I know we aren't supposed to eliminate the bad carbs, but what about sugar?? I thought we were supposed to shoot for low or no sugar products as well as low fat?
Trying to find things that are low fat, no sugar, no carbs... geez the menu is looking like water and umm more water... (lol joke)
Thanks in advance for the help
also phase 1 question... sugar free pudding? yes no? could that count as our 75 calories?

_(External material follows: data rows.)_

PR #2434, opened 2024-10-03
JAMES-4044 LDAP matchers: support extracting attribute from DN

quantranhong1999:
Supports extracting LDAP attribute from its DN value. e.g.

`description: cn=active,ou=accountStatus,ou=whatever,o=gov,c=vn` => `description: active`

- [x] HasLDAPAttribute
- [x] SenderHasLDAPAttribute
- ...

### DIFF
--- a/server/mailet/ldap/src/main/java/org/apache/james/transport/matchers/HasLDAPAttribute.java
+++ b/server/mailet/ldap/src/main/java/org/apache/james/transport/matchers/HasLDAPAttribute.java
@@ -35,19 +35,15 @@ import org.apache.james.user.ldap.LDAPConnectionFactory;
 import org.apache.james.user.ldap.LdapRepositoryConfiguration;
 import org.apache.mailet.Mail;
 import org.apache.mailet.base.GenericMatcher;
-import org.slf4j.Logger;
-import org.slf4j.LoggerFactory;
 
 import com.github.fge.lambdas.Throwing;
 import com.google.common.cache.Cache;
 import com.google.common.collect.ImmutableList;
 import com.google.common.collect.ImmutableSet;
-import com.unboundid.ldap.sdk.DN;
 import com.unboundid.ldap.sdk.Filter;
 import com.unboundid.ldap.sdk.LDAPConnectionPool;
 import com.unboundid.ldap.sdk.LDAPException;
 import com.unboundid.ldap.sdk.LDAPSearchException;
-import com.unboundid.ldap.sdk.RDNNameValuePair;
 import com.unboundid.ldap.sdk.SearchResult;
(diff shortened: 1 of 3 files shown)


server/mailet/ldap/src/main/java/org/apache/james/transport/matchers/HasLDAPAttribute.java
```diff
@@ -170,10 +172,27 @@ private boolean hasAttribute(SearchResultEntry entry) {
...
+    public static String extractLdapAttributeValue(String ldapValue) {
+        if (ldapValue.contains(",")) {
+            try {
+                return Arrays.stream(new DN(ldapValue).getRDNs())
+                    .flatMap(rdn -> rdn.getNameValuePairs().stream())
+                    .filter(pair -> pair.getAttributeName().equals("cn"))
+                    .findFirst()
+                    .map(RDNNameValuePair::getAttributeValue)
+                    .orElse(ldapValue);
+            } catch (LDAPException e) {
```
chibenwa, line 189: INFO log with the actual value in there.

server/mailet/ldap/src/main/java/org/apache/james/transport/matchers/HasLDAPAttribute.java
```diff
@@ -170,10 +176,28 @@ private boolean hasAttribute(SearchResultEntry entry) {
         return attributeValue.map(value -> Optional.ofNullable(entry.getAttribute(attributeName))
                 .map(attribute -> Arrays.stream(attribute.getValues()))
                 .orElse(Stream.empty())
+                .map(ldapValue -> extractLdapAttributeValue(ldapValue, attributeName, LOGGER))
```
chibenwa, line 179: Why passing the LOGGER as a parameter?

server/mailet/ldap/src/main/java/org/apache/james/transport/matchers/HasLDAPAttribute.java
```diff
@@ -170,10 +176,28 @@ private boolean hasAttribute(SearchResultEntry entry) {
...
                 .anyMatch(value::equals))
             .orElseGet(() -> entry.hasAttribute(attributeName));
     }
 
+    public static String extractLdapAttributeValue(String ldapValue, String attributeName, Logger logger) {
```
chibenwa, line 184: Could be better suited in a different class named AttributeUtils

chibenwa, line 184: I'd put attributeName first and would not be against of strong typing

Arsnael (approved):

PR #2435, opened 2024-10-03
JAMES-3945 Subaddressing - case sensitivity and subfolders

florentos17:
1) Currently we have a case sensitivity problem: folders are case sensitive whereas email addresses are not. We would want both `fazavant+folder@domain` and `fazavant+Folder@domain` to be delivered in my folder `Folder`. Moreover, if both `folder` and `Folder` exist, the correct one should be selected.

2) Since we agreed to give the `p` right to either noone or anyone, there is no need for unit tests about whitelists and blacklists: I removed them

3) We want to check whether a subfolder can be subaddressed. I wrote a unit test that sends an email to `fazavant+folder/subfoder@domain`, and it seems to be all good :) is that enough or should I write more advanced tests ?

### DIFF
--- a/mailbox/api/src/main/java/org/apache/james/mailbox/model/search/ExactNameCaseIncensitive.java
+++ b/mailbox/api/src/main/java/org/apache/james/mailbox/model/search/ExactNameCaseIncensitive.java
@@ -1,0 +1,70 @@
+/****************************************************************
+ * Licensed to the Apache Software Foundation (ASF) under one   *
+ * or more contributor license agreements.  See the NOTICE file *
+ * distributed with this work for additional information        *
+ * regarding copyright ownership.  The ASF licenses this file   *
+ * to you under the Apache License, Version 2.0 (the            *
+ * "License"); you may not use this file except in compliance   *
+ * with the License.  You may obtain a copy of the License at   *
+ *                                                              *
+ *   http://www.apache.org/licenses/LICENSE-2.0                 *
+ *                                                              *
+ * Unless required by applicable law or agreed to in writing,   *
+ * software distributed under the License is distributed on an  *
+ * "AS IS" BASIS, WITHOUT WARRANTIES OR CONDITIONS OF ANY       *
+ * KIND, either express or implied.  See the License for the    *
+ * specific language governing permissions and limitations      *
+ * under the License.                                           *
+ ****************************************************************/
+
+package org.apache.james.mailbox.model.search;
+
+import com.google.common.base.Preconditions;
+
+import java.util.Objects;
+
+public class ExactNameCaseIncensitive implements MailboxNameExpression {
+
+    private final String name;
+
+    public ExactNameCaseIncensitive(String name) {
+        Preconditions.checkNotNull(name);
+        this.name = name;
+    }
+
+    @Override
+    public boolean isExpressionMatch(String mailboxName) {
+        Preconditions.checkNotNull(mailboxName);
+        return name.equals(mailboxName);
+    }
+
+    @Override
+    public String getCombinedName() {
+        return name;
+    }
+
+    @Override
+    public boolean isWild() {
+        return false;
+    }
+
+    @Override
+    public MailboxNameExpression includeChildren() {
+        return new PrefixedWildcard(name);
+    }
+
+    @Override
+    public final boolean equals(Object o) {
+        if (o instanceof ExactNameCaseIncensitive) {
+            ExactNameCaseIncensitive exactName = (ExactNameCaseIncensitive) o;
+
+            return Objects.equals(this.name, exactName.name);
+        }
+        return false;
+    }
+
+    @Override
+    public final int hashCode() {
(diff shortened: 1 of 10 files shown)


server/mailet/integration-testing/src/test/java/org/apache/james/mailets/SubAddressingTest.java
```diff
@@ -100,10 +101,62 @@ void subAddressedEmailShouldBeDeliveredInINBOXWhenSpecifiedFolderDoesNotExist(@T
...
+
+    @Test
+    void subAddressedEmailShouldBeDeliveredInSpecifiedFolderWithCorrectUpperCaseWhenSeveralCasesExist(@TempDir File temporaryFolder) throws Exception {
+        setup(temporaryFolder);
+
+        // create mailboxes
+        testIMAPClient.sendCommand("CREATE " + TARGETED_MAILBOX);
+        testIMAPClient.sendCommand("SETACL " + TARGETED_MAILBOX + " " + "anyone" + " p");
+        testIMAPClient.sendCommand("CREATE " + TARGETED_MAILBOX_UPPER);
+        testIMAPClient.sendCommand("SETACL " + TARGETED_MAILBOX_UPPER + " " + "anyone" + " p");
```
chibenwa, line 154:
```suggestion
        testIMAPClient.sendCommand("CREATE " + TARGETED_MAILBOX);
        testIMAPClient.sendCommand("SETACL " + TARGETED_MAILBOX + " " + "anyone" + " p");
        testIMAPClient.sendCommand("CREATE " + TARGETED_MAILBOX_UPPER);
```

Then what happens?

server/mailet/mailets/src/main/java/org/apache/james/transport/mailets/SubAddressing.java
```diff
@@ -83,33 +86,51 @@ public SubAddressing(UsersRepository usersRepository, @Named("mailboxmanager") M
...
     }
 
-    private void postIfHasRight(Mail mail, MailAddress recipient, String targetFolder) throws UsersRepositoryException, MailboxException {
-        if (hasPostRight(mail, recipient, targetFolder)) {
-            StorageDirective.builder().targetFolders(ImmutableList.of(targetFolder)).build()
+    private Optional<MailboxPath> getPathWithCorrectCase(MailAddress recipient, String targetFolder) throws UsersRepositoryException, MailboxException {
+        Username recipientUsername = usersRepository.getUsername(recipient);
+        MailboxSession session = mailboxManager.createSystemSession(recipientUsername);
+
+        return mailboxManager.list(session).stream()
```
chibenwa, line 99: search(MailboxQuery) !!!!!!

server/mailet/integration-testing/src/test/java/org/apache/james/mailets/SubAddressingTest.java
florentos17: the desired outcome was already correctly achieved, but i added a test for that specific case to make it clear :)

Arsnael (commented):
Read it nothing to add

mailbox/api/src/main/java/org/apache/james/mailbox/model/search/ExactNameCaseIncensitive.java
```diff
@@ -0,0 +1,70 @@
...
+ * under the License.                                           *
+ ****************************************************************/
+
+package org.apache.james.mailbox.model.search;
+
+import com.google.common.base.Preconditions;
+
+import java.util.Objects;
+
+public class ExactNameCaseIncensitive implements MailboxNameExpression {
```
chibenwa, line 26: I do not see where case insentivity is?

chibenwa: Unit tests for these class?

mailbox/api/src/main/java/org/apache/james/mailbox/model/search/PrefixedWildcardCaseIncensitive.java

The sugars in the plain yogurt are lactose (a carbohydrate in milk). Remember we don't count carbs on this plan. Also your plain yogurt is 1 cup (8 oz). Your Lite and Fit is 6 oz. Other than that the flavored yogurts sometimes contain modified food starches and sugars that you don't want on Phase I. My 6 oz plain fat free Greek yogurt has 9 carbs (these are lactose - milk sugars) and contains only skim milk and yogurt cultures. Much fewer processed ingredients. What kind of nonfat yogurt are you looking at? Is it plain, unflavored? The fruit in the Lite and Fit is also not allowed until Phase II.
gotcha... i know we aren't counting carbs but the book said to get rid of all the "bad" carbs so im assuming that the plain yougurt has "good" carbs? The nonfat yogurt is the giant brand. And yes its plain and unflavored.
Still trying to get used to this new way of life ...
Tink, as Murphmitch pointed out, the sugars in FF and LF yogurt are from the milk lactose. You want to avoid things that have added sugar. "Bad" carbs are things like white sugar, and white bread and pasta. All carbs are not the same. For example, the carbs in beans are a good thing, because they help to keep you feeling full.
Instead of looking at the carb grams, it's usually more important to check the list of ingredients. This is true for all commercially prepared products, like ketchup, salad dressing, even canned vegetables that have added sugar in them. It's crazy the amount of sugar that's added to our food. Also modified food starch. If it ends in an "ose", it's sugar. I sometimes have to look at 3 to 4 cans of beans before I find one without added sugar. Spaghetti sauce is another one that's hard to find unsweetened. In foods like bread, which is made with sugar, or salad dressings, I just try to find one with it listed the farthest down in the ingredient list (not in the first three ingredients). If everyone would start reading food labels, they would be enlightened to see how much sugar is in our food!